Io e Lina ci eravamo scambiati una breve occhiata.
In teoria, questa volta non aveva rubato nessuna spada. Gli apparteneva di diritto, purtroppo.
La mappa
che Viviana la Verde ci aveva fornito per trovare il santuario era
piuttosto sbiadita, i contorni dei confini si distinguevano a malapena.
Io e Lina ci litigavamo sopra da ore.
«Dobbiamo andare di qua.»
«Joy, la stai guardando al contrario.»
«Sei tu che sei dalla parte sbagliata. Se la guardi da questa parte appare evidente che la direzione giusta...»
«Spero
che tu non dia le stesse indicazioni agli spiriti che fai passare
oltre. Non voglio nemmeno sapere dove siano finiti quei
poveretti.»
«Ah! Ha parlato Lina la Rosa, la maga più confettosa della Penisola!»
Il pungo in testa me lo meritai, ad onor del vero. Rimasi un po' rintronato, poi sbattei le palpebre ed ebbi un'illuminazione.
«Lina!
Ma siamo già arrivati da un pezzo...» le strappai la mappa
dalle mani, strizzando gli occhi per vedere meglio, poi puntai l'indice
al centro del foglio.
«Guarda
qua! Quel masso, è questo puntino, vicino alla X»
esclamai, indicando un accumulo di pietre poco distante. «Forse
è un... ingresso.»
«Sembra l'imbocco di una grotta. Noi stiamo cercando un santuario, Joy.»
«Un santuario votato all'oscurità. Perché non una grotta, dunque? O anche... un tempio sotterraneo?»
Lina mi guardò sgranando gli occhi.
«Forse non sei così stupido come sembri nella maggior parte delle occasioni.»
«Oh, ti ringrazio, Lina la Rosa.»
«Quando la smetterai sarà sempre troppo tardi, uomo avvisato mezzo salvato.»
«Correrò il rischio. È troppo divertente.»

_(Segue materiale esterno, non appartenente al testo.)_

Issue #2829, opened 2021-09-30
emojis are not tokenized very well


fcbond:
Maybe add something like this as a pre or post processing step?

It might make sense to download the emoji list and store it as part of the build, so people do not need to load the emojis module, ...

```
import emoji
from emoji import unicode_codes
import re


EMOJI_UNICODE = unicode_codes.EMOJI_UNICODE['en']
emojis = sorted(EMOJI_UNICODE.values(), key=len, reverse=True)
print (emojis, sep='\n')
emoji_regexp = f"({'|'.join(re.escape(u) for u in emojis)})"
EMOJI_XL = re.compile(rf"\B({emoji_regexp})", flags=re.UNICODE)
EMOJI_XR = re.compile(rf"({emoji_regexp})\B", flags=re.UNICODE)
EMOJI_WL = re.compile(rf"(\w)({emoji_regexp})", flags=re.UNICODE)
EMOJI_WR = re.compile(rf"({emoji_regexp})(\w)", flags=re.UNICODE)
EMOJI_REGEX = re.compile(rf"({emoji_regexp})", flags=re.UNICODE)

def split_emoji(text):
    text = EMOJI_REGEX.sub(r' \1 ', text)
    text = text.replace('  ', ' ')
    return text

test =  "🤔 🙈 me así, se😌 ds 💕👭👙 hello 👩🏾‍🎓 emoji hello 👨‍👩‍👦‍👦 how are 😊 you today🙅🏽🙅🏽"
#test = "They are going to start a direct flight soon😠"

print(test)

print(split_emoji(test))
```

tomaarsen:
I'm in favor of this, as long as it doesn't make the tokenization considerably slower. I don't think it would have to. 
Perhaps a good place for it would be to include it in the TweetTokenizer? The regexps for those are defined [here](https://github.com/nltk/nltk/blob/a31de6c687165afe64a490053c73c8e0b20ff6db/nltk/tokenize/casual.py#L146).

I would also prefer not having additional dependencies for this, but perhaps the dependency allows us to automatically update to newer emoji lists. After all, they're up to v14.0 now, and will continue updating.

tomaarsen:
I believe #2843 has significantly improved Emoji tokenization (for TweetTokenizer), so I'll close this accordingly. Feel free to let it be known if there is still some issue with Emoji tokenization that was overlooked.

PR #2843, opened 2021-10-05
Enhancement: Add ZWJ sequences Emoji and Skin Tone Modifier Emoji support to TweetTokenizer 

Saibo-creator:
Resolves #2829
Enable TweetTokenizer to handle Emoji containing ZWJ element or Skin Tone Modifier, i.e. tokenize them as a single token instead of several.

### DIFF
--- a/AUTHORS.md
+++ b/AUTHORS.md
@@ -280,6 +280,7 @@
 - Hiroki Teranishi <https://github.com/chantera>
 - Ruben Cartuyvels <https://github.com/rubencart>
 - Dalton Pearson <https://github.com/daltonpearson>
+- Saibo Geng <https://github.com/Saibo-creator>
 
 ## Others whose work we've taken and included in NLTK, but who didn't directly contribute it:
 
--- a/nltk/test/unit/test_tokenize.py
+++ b/nltk/test/unit/test_tokenize.py
@@ -334,6 +334,54 @@ class TestTokenize:
         result = tokenizer.tokenize(test2)
         assert result == expected
 
+    def test_emoji_tokenizer(self):
+        """
+        Test a string that contains Emoji ZWJ Sequences and skin tone modifier
+        """
+        tokenizer = TweetTokenizer()
+
+        # A Emoji ZWJ Sequences, they together build as a single emoji, should not be split.
+        test1 = "👨‍👩‍👧‍👧"
+        expected = ["👨‍👩‍👧‍👧"]
+        result = tokenizer.tokenize(test1)
+        assert result == expected
+
+        # A Emoji with skin tone modifier, the two characters build a single emoji, should not be split.
+        test2 = "👨🏿"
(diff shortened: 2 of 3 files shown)


Saibo-creator:
In response to  Issue #2820 , I try to add post-processing to TweetTokenizer so that it will merge ZWJ characters and skin tone modifiers while dealing with Emojis. In terms of performance, I don't think this would slow down the tokenization too much.

tomaarsen:
Hello!

Although your post-processing modifications work, I might prefer a similar implementation that modifies the regex. i.e. adding:
```python
    # Zero-Width-Joiner and Skin tone modifier emojis
    u""".(?:
        [\U0001F3FB-\U0001F3FF]?(?:\u200d.[\U0001F3FB-\U0001F3FF]?)+
        |
        [\U0001F3FB-\U0001F3FF]
    )""",
```
I'll explain. We want two scenario's to work: 
* Characters with a skin tone modifier.
* Characters that are "tied together" with a Zero Width Joiner.

These need to work together. After all, the ZWJ can also tie together skin tone modified emotes.

The core of the regex is essentially this, where `M` matches a skin tone **M**odifier, and `Z` is a **Z**ero-width joiner.
```python
    # Zero-Width-Joiner and Skin tone modifier emojis
    u""".(?:
        M?(?:Z.M?)+
        |
        M
    )""",
```
So either we get a character followed by a skin tone modifier (the second branch), or we get an optional skin tone modifier, followed by a continuous pattern of: a ZWJ, any character, and an optional skin tone modifier.
This means that all characters followed directly with a skin tone modifier will have that modifier attached to the character, which is generally, but not necessarily an emoji. Furthermore, it means that all characters joined together with the ZWJ will also be joined together in the tokenization.

Adding the top 5 lines in this tuple will fix the problem as well:
https://github.com/nltk/nltk/blob/3dcfeb16c8c0cf23e8ab6e3bbc3e2fb63f27f90c/nltk/tokenize/casual.py#L145-L172

Your wonderful tests still pass with the regex fix.

---

I'm personally in favour of the fix with regex, as I'd like to keep the core tokenization mostly regex-based if possible. That said, I'm also biased because I wrote this fix, so I'll leave the decision to others. 
That said, this is a wonderful PR. The code has typing information, is correctly formatted, follows our standards, and introduces some useful tests!

With other words, well done. I approve of this PR regardless of which implementation of the fix is chosen.

- Tom Aarsen

Saibo-creator:
Hey,
        Thanks to your very detailed comment! I reviewed your solution with RegEx, it looks very good to me. I agree that given that Tokenizer's implementation is primarily RegEx-based, keep using RegEx makes the code easier to maintain. (I updated my PR to use your solution but keep the my tests unchanged )

stevenbird:
Great work @Saibo-creator!
Thanks for keeping this in regex land @tomaarsen

PR #2846, opened 2021-10-07
use latest version of pip in CI pipeline

purificant:
Small tweak to CI.

1 Use latest version of pip to install dependencies. There can be some variation depending on which python version is used, this ensures the latest version.
2 Use `--no-cache-dir` during dependency installation, this avoid creating local pip cache which is redundant because it is discarded between runs and because we are caching the entire python environment with all installed dependencies.

This PR should not conflict with https://github.com/nltk/nltk/pull/2820/, however, it's probably a good idea to merge https://github.com/nltk/nltk/pull/2820/ first.

### DIFF
--- a/.github/workflows/ci.yaml
+++ b/.github/workflows/ci.yaml
@@ -103,7 +103,9 @@ jobs:
           key: python-dependencies-${{ matrix.os }}-${{ matrix.python-version }}-${{ hashFiles('requirements-ci.txt') }}-${{ env.pythonLocation }}
 
       - name: Install dependencies on cache miss
-        run: pip install --upgrade --requirement requirements-ci.txt
+        run: |
+          pip install --no-cache-dir --upgrade pip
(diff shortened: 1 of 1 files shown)


tomaarsen:
Out of curiosity, do we know that pip isn't already initialized to the highest version by default when Python is set up?

purificant:
> Out of curiosity, do we know that pip isn't already initialized to the highest version by default when Python is set up?

Yes, I know this to be true from experience. Recently GitHub actions started to show a warning when this happens for py3.10. It's also a common pattern that I use when building containers and CI pipelines but it hasn't been implemented here initially. It's worth adding imo.

tomaarsen (approved):
Good, let's do this then!

purificant:
Rebased the branch to use latest code from develop now that https://github.com/nltk/nltk/pull/2820 was merged.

«Beh, divertiti adesso. Dopo ti sarà difficile farlo, con una mascella rotta.»
Ci
inoltrammo fino al punto indicato dalla mappa. Le pietre, che da
lontano erano apparse impenetrabili, lasciavano in realtà spazio
per un passaggio. Io e Lina ci affacciammo, poi ci guardammo. Spirava
un vento gelido da quella fessura, e il buio non lasciava scampo.
La storia
che ci aveva raccontato Viviana la Verde, sulle sacerdotesse che
vegliavano in quel tempio, metteva i brividi. Si trattava di donne
predestinate in modo crudele.
«Le
figlie del buio nascono con le palpebre sigillate. Quando capita che in
una famiglia arrivi una bambina così, i genitori non hanno altra
scelta che portarla ai cancelli del santuario: il suo destino è
segnato. Isolate da tutto, queste donne custodiscono i più
terribili segreti legati all’occulto. La cecità permette
loro di restare immuni a incantesimi e maledizioni; i loro occhi non
conoscono la luce, il loro cuore non comprende l'odio, la passione,
l'amore. Sono immuni a ogni anatema.»
«Deve
essere tremendo, vivere così…» borbottai, mentre ci
inoltravamo nell’oscurità. Lina aveva creato una sfera
luminosa, che ci permetteva di vedere dove mettevamo i piedi.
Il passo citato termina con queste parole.